The Application Layer
While all the other layers of the stack are required to build and operate AI, the application layer consists of the myriad different specific applications of AI that generate real-world value.
Many are already familiar with the popular consumer-facing LLM-powered chatbots like ChatGPT and Claude, but the application layer is vast, touching nearly every sector. The following examples are not exhaustive but are illustrative of the breadth of use cases that the complete AI technology stack enables:
Fraud detection: Stripe’s Radar system uses machine learning to assign scores to every transaction, block likely fraud, and adapt to new attack patterns.
Advanced robotics: Standard Bots use 3D vision models and specialized AI models that learn from demonstration to perform generalized tasks from basic demos.
Drug discovery: Google DeepMind’s AlphaFold 3 model predicts biomolecular interactions for proteins and more, potentially dramatically accelerating key steps of drug discovery.
Nuclear energy: Idaho National Laboratory is using AI to develop a “digital twin” virtual model of a small modular reactor to enable advanced modeling.

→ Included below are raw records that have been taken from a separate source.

PR #74, opened 2026-04-20
refactor(routing): scope rules and bindings to connections

eumemic:
## Summary
- Move routing rules under the connection they belong to — nested API at `/v1/connections/{cid}/routing-rules`, scoped storage `(connection_id, prefix)`. Prefix is just the path portion; `""` is the per-connection catch-all.
- Channel bindings stay flat at `/v1/channel-bindings` but drop the denormalized `address` column — storage is `(connection_id, path)` with the display address rebuilt via JOIN.
- Migration 0019 parses legacy address strings, looks up owning connections, and hard-deletes orphans with `RAISE WARNING` listing what was dropped.
- Harness simplification: `list_bindings_and_connections` no longer parses addresses — bindings now carry `connection_id` directly, so the distinct ids flow into a new `list_connections_by_ids` query.

## Why
Previously rules lived in a globally-keyed table with `{connector}/{account}` stuffed into each prefix. No FK to connections (orphans possible), the matching SQL scanned a global haystack for every inbound message, and configuring a rule meant typing ULIDs into strings. Per-connection scope is the structurally honest design: rules are configuration *for* a connection.

## Notable bits
- `find_matching_rule` gains a `prefix = ''` disjunct so the catch-all falls out of `ORDER BY length(prefix) DESC` naturally (no special case).
- `(connection_id, prefix)` uniqueness is partial on `archived_at IS NULL`, so archived rules don't block reuse.
- `ChannelBinding.address` remains on the read model (computed) so external API consumers see the full display form — single source of truth is the connection + path.
- Uniqueness is per-connection now, so the same path/prefix on different connections is fine.

## Test plan
- [x] `uv run mypy src` clean
- [x] `uv run pytest tests/unit -q` — 673 passed
- [x] `DOCKER_HOST=... uv run pytest tests/e2e -q` — 198 passed
- [x] Migration exercised on a dedicated container that stops at 0018, seeds legacy-shape rows (including orphans referencing unregistered connections), then runs 0019 — asserts populated connection_id/path, rewritten prefixes, and orphan deletion.
- [ ] Manual smoke in a dev environment: register a connection, create a rule under it, post inbound messages, confirm routing + binding creation + address stamping.


eumemic:
### Code review

Found 1 issue:

1. Migration 0019's data-migration `UPDATE ... FROM connections` joins don't filter `c.archived_at IS NULL`. The `connections_connector_account_uniq` index (added in [migration 0015](https://github.com/eumemic/aios/blob/b6bbca2ac92500a64e527ce4d2a840d553bd0885/migrations/versions/0015_connections_bindings_rules.py#L47-L50)) is partial — `WHERE archived_at IS NULL` — so it's legal for a `(connector, account)` pair to have both an archived row and an active row (exactly the pattern exercised in [`test_archive`](https://github.com/eumemic/aios/blob/b6bbca2ac92500a64e527ce4d2a840d553bd0885/tests/e2e/test_routing.py#L155-L177): archive, then recreate). When that's the case, the UPDATE matches multiple `c` rows per binding/rule and Postgres picks one arbitrarily — a migrated row can end up pointing at an archived connection's id. Post-migration, `list_connections_by_ids` filters to active, so `list_bindings_and_connections` silently drops that connection's MCP tools from the session. Fix: add `AND c.archived_at IS NULL` to both UPDATE joins.

https://github.com/eumemic/aios/blob/b6bbca2ac92500a64e527ce4d2a840d553bd0885/migrations/versions/0019_per_connection_routing_scope.py#L33-L48

https://github.com/eumemic/aios/blob/b6bbca2ac92500a64e527ce4d2a840d553bd0885/migrations/versions/0019_per_connection_routing_scope.py#L77-L89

These use cases show how the "engine" of the model layer is put to work, powered by the hardware and data layers and protected by the security layer, to solve specific, complex problems across the economy and society.
Looking ahead
The AI technology stack is best understood as a dynamic system – one that adapts as innovations in hardware, data management, and modeling push its boundaries. Each layer influences the next, and improvements at any level cascade outwards, reshaping what AI can achieve. For example, a significant advancement in the energy efficiency of GPUs used to train large models could make it cheaper to train larger and more capable AI models. And a shortage of adequate data about chemistry, for example, could limit progress on the development of scientific foundation models that could rapidly accelerate scientific discovery.
Policymakers should use the AI technology stack as a conceptual framework to guide a wide variety of different policy interventions focused on both addressing potential risks and promoting competitiveness in AI. Just as performance changes at different parts of the stack will reverberate outwards, so too will policy changes. Clear regulatory guidance about how autonomous vehicles can operate could spur increased investment in the hardware and infrastructure and networking technologies necessary to accelerate autonomous vehicle development and deployment. And restrictions on how certain kinds of data can be collected or used could influence the quality or availability of specific kinds of AI applications that rely on that data.